### WHAT IS EXPECTED:
The records that follow must be transcribed exactly, each one in full.

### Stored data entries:
PR #3339, opened 2021-03-23
fix crash issue port to NSView

hana-alice:


minggo:
I think we can only support Metal on macOS now. I will create an issue for it.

### COMPLETED TASK:
PR #3339, opened 2021-03-23
fix crash issue port to NSView

hana-alice:


minggo:
I think we can only support Metal on macOS now. I will create an issue for it.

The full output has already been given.